The utility model discloses a concrete example is applied to explain the principle and the implementation mode of the utility model, and the explanation of the above example is only used to help understand the method and the core idea of the utility model; meanwhile, for the general technical personnel in the field, according to the idea of the present invention, there are changes in the concrete implementation and the application scope. In summary, the content of the present specification should not be construed as a limitation of the present invention.

Claims

1. A micro-droplet active preparation device based on piezoelectric ceramic disturbance is characterized in that: the liquid-driven flow focusing device comprises a liquid-driven flow focusing device, wherein the top of the liquid-driven flow focusing device is connected with a fixed seat through a fixed support, and the bottom of the fixed seat is fixedly connected with a piezoelectric ceramic part; the liquid-driven flowing focusing device comprises a container, a cavity is arranged above the container, a piezoelectric base is arranged above the cavity, a through hole which is communicated up and down is formed in the middle of the piezoelectric base, a polytetrafluoroethylene film is fixedly arranged above the through hole, and a needle head which penetrates through the cavity is arranged below the through hole; a microdroplet phase inlet communicated with the through hole is formed in one side of the piezoelectric base; and the vibration end at the bottom of the piezoelectric ceramic part is in contact connection with the polytetrafluoroethylene film.

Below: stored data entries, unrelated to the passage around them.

PR #324, opened 2022-07-07
Fix thread unsafe issue on GeoDB

leoparente:


leoparente:
Did some profiling with mutex and things did not change that much.
image

weyrick (approved):

weyrick (approved):

PR #329, opened 2022-07-11
buckets_queue_metrics

manrodrigues:
the idea here is to validate that the data that is in bucket 1 at minute 1 is in bucket 2 at minute two, etc.
we can define the best file to use.. let's evolve this test to tests of expected metrics;


etaques (approved):
LGTM

PR #330, opened 2022-07-12
Implement tap selector

### LINKED ISSUE #266: RFC: Tap selectors
Currently (RFC 76) a policy must specify exactly one Tap by name to create a source input stream from. This effectively binds the policy logic to a specific Tap entity. If the same policy logic should apply to a different Tap on the same agent, a new policy is required.

For use cases where multiple similar taps exist on a single agent (for example, several pcap taps with different BPF which shard the traffic capture streams, or on different physical interfaces on a switch/router), it would be convenient to specify _tap selectors_ instead of a single, explicit Tap. In this way a single policy could apply to multiple Taps on the agent.

A "tap selector", if specified instead of an explicit tap name, would be a set of key/value pairs which should match against key/value pairs listed in the Tap definition (RFC 75). The policy would then apply to each Tap which matched.

```
visor:
  taps:
    vhost1:
      input_type: pcap
      config:
        iface: eth0
        bpf: "host 192.168.0.1"
      tags:
        virtual: true
        vhost: 1
    vhost2:
      input_type: pcap
      config:
        iface: eth0
        bpf: "host 192.168.0.2"
      tags:
        virtual: true
        vhost: 2
  policies:
    sample_policy:
      kind: collection
      input:
        tap_selector:
          virtual:true
        input_type: pcap
      handlers:
...
```

leoparente:


leoparente:
Changed to draft: still validating manually it as well

leoparente:
Ready to review

RFCs/2021-04-16-76-collection-policies.md
```diff
@@ -84,8 +84,12 @@ visor:
       description: "base chaning NET to DNS policy"
       # input stream to create based on the given tap and optional filter config
       input:
-        # this must reference a tap name, or application of the policy will fail
-        tap: anycast
+        # this must reference valid tags existent on applied taps, or application of the policy will fail
+        tap_selector:
+          # It can be either "any" or "all"
```
weyrick, line 89: i think we probably want an optional `input_type` here to ensure a tap_selector only matches tags against a certain input source, if that makes sense for this policy. it may not always - for example, a dns policy that should work on both pcap and dnstap. but you may have flow policy that should never match against anything but flow input.

src/Taps.cpp
```diff
@@ -76,4 +83,48 @@ std::unique_ptr<InputStream> Tap::instantiate(const Configurable *config, const
     return module;
 }
 
+bool Tap::tags_validate_yaml(const YAML::Node &tag_yaml, bool all)
+{
+    bool any_match = false;
+    for (YAML::const_iterator it = tag_yaml.begin(); it != tag_yaml.end(); ++it) {
+        if (!it->second.IsScalar()) {
+            throw PolicyException(fmt::format("tag key '{}' must have scalar value", it->first));
```
weyrick: think we probably need a TapException and not PolicyException because tags are set at pktvisor config load time, not policy

src/Taps.h
```diff
@@ -32,6 +34,8 @@ class Tap : public AbstractModule
 
     std::unique_ptr<InputStream> instantiate(const Configurable *config, const Configurable *filter, std::string input_name);
 
+    bool tags_validate_yaml(const YAML::Node &tag_yaml, bool all);
```
weyrick: i think we are not validating here, but matching, right? so `tags_match_selector_yaml` maybe.

but i actually wonder if we should instead make this a method of Configurable. then we could use config_set_yaml, and we'd be able to reuse this matching functionality

src/Policies.cpp
```diff
@@ -96,17 +96,79 @@ std::vector<Policy *> PolicyManager::load(const YAML::Node &policy_yaml)
...
+                    auto policy_selector_name = policy_name + "_" + tmod->name();
+                    if (module_exists(policy_selector_name)) {
+                        throw PolicyException(fmt::format("policy with name '{}' already defined", policy_selector_name));
+                    }
+                    result.push_back(create_policy(it->second, policy_selector_name, tmod));
+                    match = true;
+                }
+            }
+            if (!match) {
+                throw PolicyException("no tap match found for specified 'input.tap_selector' tags");
```
weyrick: so there's a product question of whether it should be an error or not when a policy with tap_selectors has been sent to an agent but does not match any tap ... or indeed whether there should be a third state for "no match" (in addition to the states "applied" or "failed to apply"). @rboucher-ns1 any thoughts? we can discuss use cases

src/Policies.cpp
```diff
@@ -96,17 +96,79 @@ std::vector<Policy *> PolicyManager::load(const YAML::Node &policy_yaml)
...
+                all = false;
+                binary_op = "any";
+            }
+
+            bool match = false;
+            auto [tap_modules, hm_lock] = _registry->tap_manager()->module_get_all_locked();
+            for (auto &[name, mod] : tap_modules) {
+                auto tmod = dynamic_cast<Tap *>(mod.get());
+                if (tmod && tmod->tags_validate_yaml(tap_selector[binary_op], all)) {
+                    auto policy_selector_name = policy_name + "_" + tmod->name();
```
weyrick: I think we are going to have to find a way to make this policy name stay the same, but have it have an additional label for the tap it used. if we don't do this, it will be poor UX experience in the dashboards, with an ever expanding list of these policy-tap prefixes in the Policy dropdown

I believe some of our other use cases are also forcing us to think about the label issue, so hopefully there is a common solution

src/Policies.cpp
```diff
@@ -96,17 +96,79 @@ std::vector<Policy *> PolicyManager::load(const YAML::Node &policy_yaml)
...
+            if (!match) {
+                throw PolicyException("no tap match found for specified 'input.tap_selector' tags");
+            }
+        }
+    }
+
+    return result;
+}
+
+Policy *PolicyManager::create_policy(const YAML::Node &policy_yaml, std::string policy_name, Tap *tap)
```
weyrick: I like that you broke this out, but wonder if we can break it out even more - it's still very large, hard to understand method

weyrick (changes requested):

RFCs/2021-04-16-76-collection-policies.md
leoparente: we still validate the  `input type` for each match selector, `input type` still in RFC as well

leoparente: https://github.com/ns1labs/pktvisor/blob/8e41c48e716836d6bfe97bdc132f6bc38354e37b/src/Policies.cpp#L226

src/Taps.cpp
leoparente: agreed

RFCs/2021-04-16-76-collection-policies.md
weyrick: hm ok that precludes the pcap/dnstap use case i mentioned, but let's leave in place for now, we can always relax it later

leoparente: cool

src/Policies.cpp
leoparente: In any case, we should also think about JSON return, how labels will work for it

src/Taps.cpp
leoparente: done

src/Policies.cpp
leoparente: I broke out the handler validation as well

src/Taps.h
leoparente: renamed it

src/Policies.cpp
leoparente: @rboucher-ns1 any thoughts?

src/Policies.cpp
weyrick: @rboucher-ns1 let's discuss this, I think it's the only thing blocking landing this now.

weyrick: @leoparente richard and I discussed - we do think think this should be the same policy name but with a different top level label applied to all metrics. i think this means we need to add support for _always_ adding a "tap" label to all of our metric output, even when tap selectors aren't used

leoparente:
Tap name concatenated  to handler name to ensure uniqueness
```
{
    "default": {
        "default-default-dns1": {
            "dns": {
                "cardinality": {
                    "qname": 0
                },
                "period": {
                    "length": 1,
```

And it was added as a label for prometheus return value:
```
# HELP dns_rates_total Rate of all DNS wire packets (combined ingress and egress) per second
# TYPE dns_rates_total summary
dns_rates_total{module="default-default-dns1",policy="default",quantile="0.5",tap="default"} 0
dns_rates_total{module="default-default-dns1",policy="default",quantile="0.9",tap="default"} 0
dns_rates_total{module="default-default-dns1",policy="default",quantile="0.95",tap="default"} 1
dns_rates_total{module="default-default-dns1",policy="default",quantile="0.99",tap="default"} 1
```

src/Policies.cpp
leoparente: done

src/Policies.cpp
```diff
@@ -117,277 +192,285 @@ std::vector<Policy *> PolicyManager::load(const YAML::Node &policy_yaml)
...
-        bool handler_sequence = false;
-        if (!handler_node["modules"] || (!handler_node["modules"].IsMap() && !handler_node["modules"].IsSequence())) {
-            throw PolicyException("missing or invalid handler modules at key 'modules'");
-        } else if (handler_node["modules"].IsSequence()) {
-            handler_sequence = true;
+    } else {
+        window_config.config_set<uint64_t>("num_periods", _default_num_periods);
+        window_config.config_set<uint64_t>("deep_sample_rate", _default_deep_sample_rate);
+    }
+    window_config.config_set<std::string>("_internal_tap_name", tap_name);
```
leoparente, line 288: @weyrick I've added this internal config to pass the tap name to abstractManager so I did not need to add new `tap_name` parameter to Handlers constructor. What do you think?

leoparente:
Added error 422 when there is no match for tap selector:
image

src/Policies.cpp
leoparente: done

src/Policies.h
```diff
@@ -50,12 +48,22 @@ class Policy : public AbstractRunnableModule
         return "policy";
     }
 
+    void set_modules_sequence(bool sequence)
+    {
+        _modules_sequence = sequence;
+    }
+
+    void set_tap(Tap *tap)
```
weyrick: since it's a vector let's use `add_tap`

src/Policies.h
```diff
@@ -50,12 +48,22 @@ class Policy : public AbstractRunnableModule
...
+    {
+        _tap.push_back(tap);
+    }
+
     void set_input_stream(InputStream *input_stream)
     {
-        _input_stream = input_stream;
+        _input_stream.push_back(input_stream);
```
weyrick: similarly, should be `add_input_stream` now

src/Policies.h
```diff
@@ -50,12 +48,22 @@ class Policy : public AbstractRunnableModule
...
     }
 
-    const InputStream *input_stream() const
+    const std::vector<InputStream *> &input_stream()
```
weyrick: can't this method stay `const`?

src/Policies.h
```diff
@@ -31,17 +31,15 @@ class Policy : public AbstractRunnableModule
 {
     static constexpr size_t HANDLERS_SEQUENCE_SIZE = 1;
 
-    Tap *_tap;
+    std::vector<Tap *> _tap;
```
weyrick: i _think_ precedent is that this and _input_stream should be plural now, so `_taps`? let's see what we do elsewhere if you haven't

weyrick (changes requested):
so i think it's almost there - but it's also an extremely hard PR to review since lots of code is moved around and it's tricky logic. i think this means we _really_ need good unit tests because this is a critical section of code. i'd also love to find a way to simplify this policy loading code. ideally that means breaking it up into separate methods performing sections of the transaction which are no more than 20-30 lines long, say. but i don't know how realistic that is.

src/Policies.h
leoparente: yes, I've changed it

src/Policies.h
leoparente: done

src/Policies.h
leoparente: done

src/Policies.h
leoparente: done

leoparente:
> so i think it's almost there - but it's also an extremely hard PR to review since lots of code is moved around and it's tricky logic. i think this means we _really_ need good unit tests because this is a critical section of code. i'd also love to find a way to simplify this policy loading code. ideally that means breaking it up into separate methods performing sections of the transaction which are no more than 20-30 lines long, say. but i don't know how realistic that is.

Agreed. That's why I added new unit tests to validate it, did this based on Code Coverage to ensure to test new code.

I think this PR is a improvement on that policy load which add new two methods to break it a bit. I also agree that we can improve more that... But I think we could do that in another PR

weyrick (approved):

PR #347, opened 2022-07-27
Improve flow handler metrics

### LINKED ISSUE #344: Flow Handler - Create new metrics structure
This ticket is to add Flow handler support in pktvisor for the new set of metrics identified. Metrics should now be calculated based on the device ("device" label) the flows were received from, the  interface ("ifIndex" label, extracted from within the flow contents) and the interface direction ("direction" label, with possible values "in" and "out").

**Aggregate flow stats by interface**
flow_(packets|bytes)
Labels: “device”, “interface”, “direction”

**Top Talker stats by interface**
flow_top_(src|dst)_ip_(packets|bytes)
flow_cardinality_(src|dst)_ip

**Protocol stats by interface**
flow_top_(src|dst)_port_(packets|bytes)
flow_cardinality_(src|dst)_port

**Application stats by interface**
flow_top_(src|dst)_ip:port_(packets|bytes)
flow_cardinality_(src|dst)_ip:port

**Conversation stats**
flow_top_conversations_(packets|bytes)
Flow_cardinality_conversations

**Filters**
The handler should support the following filters:
- by IPs or Subnets (CIDR)
- by port number (or protocol name)
- by application (IP:port, Subnet:port-range pairs)
- Geo Location not found
- ASN not found

The handler should ideally provide metrics on itself:
- How many flows are processed
- How much flow volume (total payload size)
- How much metric volume are we generating

leoparente:


weyrick (approved):
did a fairly cursory review and looks pretty good to me. i'm ok to land this quicker than some of the other large PRs since it doesn't affect current production agents - let's start testing

PR #354, opened 2022-08-02
DnsHandler: Implement ECS counter and Geo and ASN Not Found filters

### LINKED ISSUE #338: DNS Handler - Add a NotFound filter on GeoLoc and ASN for ECS Addresses
This request is similar to the NET Handler notFound filter for GeoLoc and ASN databases, but instead for notFound ECS IPs (instead of source IPs).

### LINKED ISSUE #339: DNS Handler - Add metric for the number of inbound DNS queries with ECS set
This metric should provide a count of the number of DNS queries have the EDNS Client Subnet (ECS) field set. This will allow customers to know how much of their inbound DNS traffic can be steered based on this field.

leoparente:


src/handlers/dns/DnsStreamHandler.cpp
```diff
@@ -487,6 +519,7 @@ void DnsMetricsBucket::to_json(json &j) const
     _dns_topUDPPort.to_json(j, [](const uint16_t &val) { return std::to_string(val); });
 
     if (group_enabled(group::DnsMetrics::TopEcs)) {
+        group_enabled(group::DnsMetrics::Counters) ? _counters.queryECS.to_json(j) : void();
```
leoparente, line 578: I made this `queryECS` counter metric depend on both `TopEcs` and `Counters` because it needs a deep_sample (processing ECS packets) to be counted..., thoughts @weyrick ?

weyrick: yeah makes sense

src/handlers/dns/DnsStreamHandler.cpp
```diff
@@ -349,17 +355,42 @@ inline bool DnsStreamHandler::_filtering(DnsLayer &payload, [[maybe_unused]] Pac
...
+                    _static_suffix_size = fqn.size();
+                    return true;
+                }
+                return false;
+            })) {
+            // checked the whole list and none of them matched: filter
+            goto will_filter;
+        }
+    }
+    if (_f_enabled[Filters::GeoLocNotFound]) {
```
weyrick, line 425: these assume we're doing geo/asn on ECS only ... but we may want this filter to fallback to query source IP if ECS isn't available. @rboucher-ns1 ?

src/handlers/dns/DnsStreamHandler.h
```diff
@@ -112,6 +114,7 @@ class DnsMetricsBucket final : public visor::AbstractMetricsBucket
             , NOERROR("dns", {"wire_packets", "noerror"}, "Total DNS wire packets flagged as reply with return code NOERROR (ingress and egress)")
             , NODATA("dns", {"wire_packets", "nodata"}, "Total DNS wire packets flagged as reply with return code NOERROR and no answer section data (ingress and egress)")
             , filtered("dns", {"wire_packets", "filtered"}, "Total DNS wire packets seen that did not match the configured filter(s) (if any)")
+            , queryECS("dns", {"wire_packets", "query_ecs"}, "Total of queries that have EDNS Client Subnet (ECS) field set")
```
weyrick: "Total queries that ..."

weyrick (changes requested):

src/handlers/dns/DnsStreamHandler.h
leoparente: done

src/handlers/dns/DnsStreamHandler.cpp
leoparente: cool!

src/handlers/dns/DnsStreamHandler.cpp
leoparente: That would already be achieved on a NetHandler right?

rboucher-me: @leoparente That was my thought as well. It's not ideal (from a user's perspective) that the metrics and filters associated with source IPs and ECS live in two different handlers, but I don't see an elegant way around that.

leoparente: @rboucher-ns1 but should we land it and then have a ticket to find a way to do that in an elegant way?

rboucher-me: I think these are two distinct filters, on two different handlers. I prefer them to stay separate so that a user can configure a policy to achieve his specific intent (i.e. whether to filter on notFound on source IP or ECS, or both).

What might be interesting in the future is chaining from NET handler to DNS handler, so that you could get DNS metrics on _only_ the traffic that has failed the GeoLoc or ASN lookup.

src/handlers/dns/DnsStreamHandler.h
```diff
@@ -112,6 +114,7 @@ class DnsMetricsBucket final : public visor::AbstractMetricsBucket
             , NOERROR("dns", {"wire_packets", "noerror"}, "Total DNS wire packets flagged as reply with return code NOERROR (ingress and egress)")
             , NODATA("dns", {"wire_packets", "nodata"}, "Total DNS wire packets flagged as reply with return code NOERROR and no answer section data (ingress and egress)")
             , filtered("dns", {"wire_packets", "filtered"}, "Total DNS wire packets seen that did not match the configured filter(s) (if any)")
+            , queryECS("dns", {"wire_packets", "query_ecs"}, "Total queries that have EDNS Client Subnet (ECS) field set")
```
rboucher-me, line 117: @leoparente Is it the "Total queries that..." or the "Total DNS wire packets that..."? Will it count both DNS queries and response packets with ECS set?

leoparente: only queries @rboucher-ns1. We are not tracking replies with ecs yet

rboucher-me (approved):

PR #472, opened 2022-09-24
Add version "1.0" as default for Tap and Policy creation

### LINKED ISSUE #406: Policies: insert version "1.0" as default
The policies structure requires the version to be filled in. This version indicates the schema version expected in the policy. To make the policy creation experience easier, we can set version "1.0" (the only one available so far) by default. Thus, if the field is not set, it will have the value 1.0. If the user passes another value, the value passed will be used.

Expected behavior:

POST request on endpoint `http://localhost:{port}/api/v1/policies` must support `version:` as a configurable field, but it must NOT be required. If it not exist on body request, policy must be created with `version: "1.0"`

leoparente:


manrodrigues (approved):
LGTM

PR #473, opened 2022-09-26
add top no error qnames on dns handler

### LINKED ISSUE #468: Dns Top NOERROR qnames

leoparente:


leoparente:
@weyrick @rboucher-ns1 I think that new metric would have a high cardinality... wouldn't that be a problem?

rboucher-me:
> @weyrick @rboucher-ns1 I think that new metric would have a high cardinality... wouldn't that be a problem?

I think the cardinality will be very dependent on the DNS traffic profile: it might be high in certain cases, and modest in others. We'll need to look if this overlaps significantly with the qname2 and qname3  top metrics, and see if we need to keep all three.

rboucher-me (approved):
Looks good to me.

weyrick:
What about putting this in a metric group and turning off by default? I'm definitely reluctant to add this because of cardinality, overlap, and the fact that it's a "shortcut" table (i.e. something you can get by creating the right policy with a filter ... right?)

leoparente:
> What about putting this in a metric group and turning off by default? I'm definitely reluctant to add this because of cardinality, overlap, and the fact that it's a "shortcut" table (i.e. something you can get by creating the right policy with a filter ... right?)

I'm ok to create a new group. but what would be the name for that group?

rboucher-me:
I think it makes sense to have this disabled by default. We will have to revisit these metrics as part of the DNS Handler v2 work, imo.

weyrick:
Ok new group could be "extra top tables" or something? Or just "beta group"?

rboucher-me:
Good question. Making it part of `TopQnames` wouldn't help much... ;)

Would `TopQnameDetails` make sense? (arguably, `topSizedQnameResp` would probably make sense to be in that group too)

leoparente:
@rboucher-ns1 @weyrick `TopQnameDetails` Then?

rboucher-me (approved):
Looks good.

PR #480, opened 2022-09-30
Create IpPort struct with port name enrichment

leoparente:


src/handlers/flow/tests/test_flows.cpp
```diff
@@ -44,7 +44,11 @@ TEST_CASE("Parse sflow stream", "[sflow][flow]")
     CHECK(j["devices"]["192.168.0.13"]["top_src_ips_packets"][0]["estimate"] == 71180000);
     CHECK(j["devices"]["192.168.0.13"]["top_src_ips_packets"][0]["name"] == "10.4.1.2");
     CHECK(j["devices"]["192.168.0.13"]["top_dst_ports_bytes"][0]["estimate"] == 170879120000);
+#if __APPLE__
```
leoparente, line 47: This is a proof that this implementation works. port 5001 is mapped by default on macOS and not on Linux =]

src/IpPort.cpp
```diff
@@ -0,0 +1,31 @@
...
+
+namespace visor {
+
+std::ostream &operator<<(std::ostream &os, const visor::IpPort &p)
+{
+    os << std::to_string(p.port);
+    return os;
+}
+
+std::string IpPort::get_name() const
```
weyrick: please name `get_service` or `get_service_name` instead

src/IpPort.cpp
```diff
@@ -0,0 +1,31 @@
+#include "IpPort.h"
+
+namespace visor {
```
weyrick: how about a sub namespace for `network`? so this would be `visor::network::IpPort` ... we may move things here over time out of pcapplusplus.

weyrick (changes requested):
Dropped a few comments. But also (cc @rboucher-ns1) I think this needs to be optionally turned off because sometimes people put different things on common ports. Or do we plan to solve that use case with custom maps?

src/IpPort.cpp
leoparente: done

src/IpPort.cpp
leoparente: done

rboucher-me:
> Dropped a few comments. But also (cc @rboucher-ns1) I think this needs to be optionally turned off because sometimes people put different things on common ports. Or do we plan to solve that use case with custom maps?

We need to be able to support customization of the port name mappings, though not necessarily immediately. Ideally this approach would allow us to support this with minimal effort.

weyrick (approved):

PR #489, opened 2022-10-04
Create 2022-10-04-78-probe-policies.md

rboucher-me:
Here's a first draft of what a `probe` policy might look like, and what it should include.


rboucher-me:
After discussion with Shannon, this is no longer required

PR #491, opened 2022-10-05
Create Net Probe input

### LINKED ISSUE #487: Spike: Ping Probe Implementation
- [x] Be able to create a Probe policy on pktvisor
- [x] Be able to ping ipv4 addresses

### LINKED ISSUE #490: Sample configurations for "netprobe" tap and policy
The purpose of this ticket is to discuss how to structure the new `netprobe` tap and handler. Here are a few concepts to keep in mind in reviewing this:
-  the `netprobe` _tap_ provides the basic facilities to run network tests, but should only include host specific configuration settings and default configuration overrides
- the `netprobe` _input_ is where the network tests are defined and configured, as well as any default configuration overrides
- the `netprobe` _handler_ is where the metrics that are to be measured and collected are configured

Here is a sample configuration for the `netprobe` tap:
```yaml
version: "1.0"

visor:
  taps:
    default_netprobe:
      input_type: netprobe
      config:
        maximum_concurrent_tests: 10
        ip_source_binding: 127.0.0.1
      tags:
        virtual: true
        vhost: 1 
```

Here is a sample policy for the `netprobe` input and handler:
```yaml
version: "1.0"

visor:
  policies:
    basic_ping_policy:
      kind: collection
      description: "basic PING netprobe policy"
      input:
        tap: default_netprobe
        input_type: netprobe
        config:
          test_type: ping
          interval_msec: 2000
          timeout_msec: 1000
          packets_per_test: 10
          packets_interval_msec: 25
          packet_payload_size: 56
          disable_scout_packet: false
          disable_integrity_check: false
          targets:
            test_1_name:
              target: foo.bar
            test_2_name:
              target: 10.0.0.1
              tos: EF
      handlers:
        config:
          num_periods: 2 #default is 5
        modules:
          default_ping:
            type: netprobe
            config:
              latency_units: msec
            metric_groups:
              enable:
                - quantiles
                - dns_resolution
              disable:
                - jitter
```

leoparente:


weyrick (commented):
looks like good direction!

src/handlers/netprobe/README.md
```diff
@@ -0,0 +1,7 @@
+# Net Probe Metrics Stream Handler
+
+This directory contains the Net Probe stream handler
+
+It can attach to pcap input streams to summarize Net Probe traffic
```
weyrick: let's make this real before we forget :)

src/inputs/netprobe/NetProbeInputStream.h
```diff
@@ -0,0 +1,89 @@
...
+
+    void probe_fail_cb(ErrorType e, TestType t, const std::string &n)
+    {
+        probe_fail_signal(e, t, n);
+    }
+
+    // handler functionality
+    // IF THIS changes, see consumer_count()
+    // note: these are mutable because consumer_count() calls slot_count() which is not const (unclear if it could/should be)
+    mutable sigslot::signal<pcpp::Packet &, TestType, const std::string &> probe_recv_signal;
```
weyrick: i think this won't work for e.g. HTTP test but don't have to worry about that here

weyrick (commented):
cool i like the layout of the classes, good direction 👍

src/handlers/netprobe/README.md
leoparente: done

src/inputs/netprobe/NetProbeInputStream.cpp
```diff
@@ -0,0 +1,232 @@
...
+    _timer->on<uvw::ErrorEvent>([this](const auto &err, auto &handle) {
+        _logger->error("[{}] TimerEvent error: {}", _name, err.what());
+        handle.close();
+    });
+
+    for (const auto &ip : _ip_list) {
+        std::unique_ptr<NetProbe> probe{nullptr};
+        if (_type == TestType::Ping) {
+            probe = std::make_unique<PingProbe>(_id, ip.first);
+        }
```
weyrick, line 169: need `else` here or the following probe-> will segfault. same in dns section below

src/inputs/netprobe/PingProbe.h
```diff
@@ -0,0 +1,83 @@
...
+#include <mutex>
+#include <optional>
+#include <sigslot/signal.hpp>
+#include <uvw/async.h>
+#include <uvw/poll.h>
+#include <uvw/timer.h>
+
+namespace visor::input::netprobe {
+
+class PingReceiver
```
weyrick, line 39: please document the threading strategy here: that there is one of these per pktvisor process (right?)

src/inputs/netprobe/PingProbe.h
```diff
@@ -0,0 +1,83 @@
...
+    void _setup_receiver();
+
+public:
+    static sigslot::signal<pcpp::Packet &, timespec> recv_signal;
+
+    PingReceiver();
+    ~PingReceiver();
+};
+
+class PingProbe final : public NetProbe
```
weyrick, line 65: and document here too: one PingProbe per target but shared socket, one per pktvisor process?

src/inputs/netprobe/PingProbe.cpp
```diff
@@ -0,0 +1,314 @@
...
+        _recv_connection = PingReceiver::recv_signal.connect([this](pcpp::Packet &packet, timespec stamp) { _recv(packet, TestType::Ping, _name, stamp); });
+
+        (_sequence == USHRT_MAX) ? _sequence = 0 : _sequence++;
+        _send_icmp_v4(_internal_sequence);
+        _internal_sequence++;
+        _timeout_timer->start(uvw::TimerHandle::Time{_timeout_msec}, uvw::TimerHandle::Time{0});
+        _internal_timer->start(uvw::TimerHandle::Time{_packets_interval_msec}, uvw::TimerHandle::Time{_packets_interval_msec});
+    });
+
+    ++_sock_count;
```
weyrick: let's expose this (and maybe other internals) in the `info_json` endpoint?

src/handlers/netprobe/NetProbeStreamHandler.h
```diff
@@ -0,0 +1,118 @@
...
+
+struct Target {
+    Quantile<uint64_t> time_us;
+    Counter attempts;
+    Counter successes;
+    Counter minimum;
+    Counter maximum;
+
+    Target()
+        : time_us(NET_PROBE_SCHEMA, {"response_quantiles_us"}, "Net Probe quantile in microseconds")
```
weyrick, line 30: so the plan is to have these metrics across all probe types? cc @rboucher-ns1

src/handlers/netprobe/NetProbeStreamHandler.cpp
```diff
@@ -0,0 +1,208 @@
...
+}
+
+void NetProbeMetricsBucket::to_prometheus(std::stringstream &out, Metric::LabelMap add_labels) const
+{
+    std::shared_lock r_lock(_mutex);
+
+    for (const auto &target : _targets_metrics) {
+        auto target_labels = add_labels;
+        auto targetId = target.first;
+        target_labels["target"] = targetId;
```
weyrick, line 105: is targetId always an IP, or will it be a hostname if they specified it that way in the policy?

weyrick (changes requested):
looking great!

src/inputs/netprobe/NetProbeInputStream.cpp
leoparente: done

src/handlers/netprobe/NetProbeStreamHandler.cpp
leoparente: actually it will be the specified name. specified on the policy
```
....
          targets:
            test_1_name:
              target: foo.bar
            test_2_name:
              target: 10.0.0.1
              tos: EF
```


should we have two labels? one for target name and other for the target? If so... how should we show that on `json` return

src/inputs/netprobe/PingProbe.h
leoparente: one per thread and not process in this case.

leoparente: added doxygen

src/inputs/netprobe/PingProbe.cpp
leoparente: done

src/handlers/netprobe/NetProbeStreamHandler.cpp
weyrick: ah interesting. ok i think it's ok to land it this way - this interface can be considered beta for now anyway. but it provides a way to keep the label consistent in the dashboards, which is what I was concerned about 👍

src/handlers/netprobe/NetProbeStreamHandler.h
weyrick: we can refine post land too (we'll be in beta)

weyrick (approved):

2. The active micro-droplet preparation device based on piezoceramic perturbation of claim 1, wherein: the needle head is of a conical structure with the size gradually reduced from top to bottom.

3. The active micro-droplet preparation device based on piezoceramic perturbation of claim 1, wherein: the piezoelectric ceramic part comprises a shell connected with the fixing seat, piezoelectric ceramic is stacked in the shell, the bottom of the piezoelectric ceramic is connected with a vibration end, the vibration end is fixedly arranged at the bottom of the shell in a penetrating mode through a pre-tightening mechanical structure, and a coaxial cable connected with the piezoelectric ceramic is arranged on one side of the shell in a penetrating mode.

4. The active micro-droplet preparation device based on piezoceramic perturbation of claim 1, wherein: the bottom of the fixed support is fixedly connected with the top of the piezoelectric base.

5. The active micro-droplet preparation device based on piezoceramic perturbation of claim 1, wherein: the cross-sectional structures of the container, the cavity and the piezoelectric base are the same.

6. The active micro-droplet preparation device based on piezoceramic perturbation of claim 3, wherein: the shell is made of stainless steel.

7. The active micro-droplet preparation device based on piezoceramic perturbation of claim 3, wherein: the bottom of the fixed seat is fixedly connected with a threaded base, and the top of the shell is fixedly connected with the threaded base; the top of the piezoelectric ceramic is fixedly connected with the bottom of the threaded base.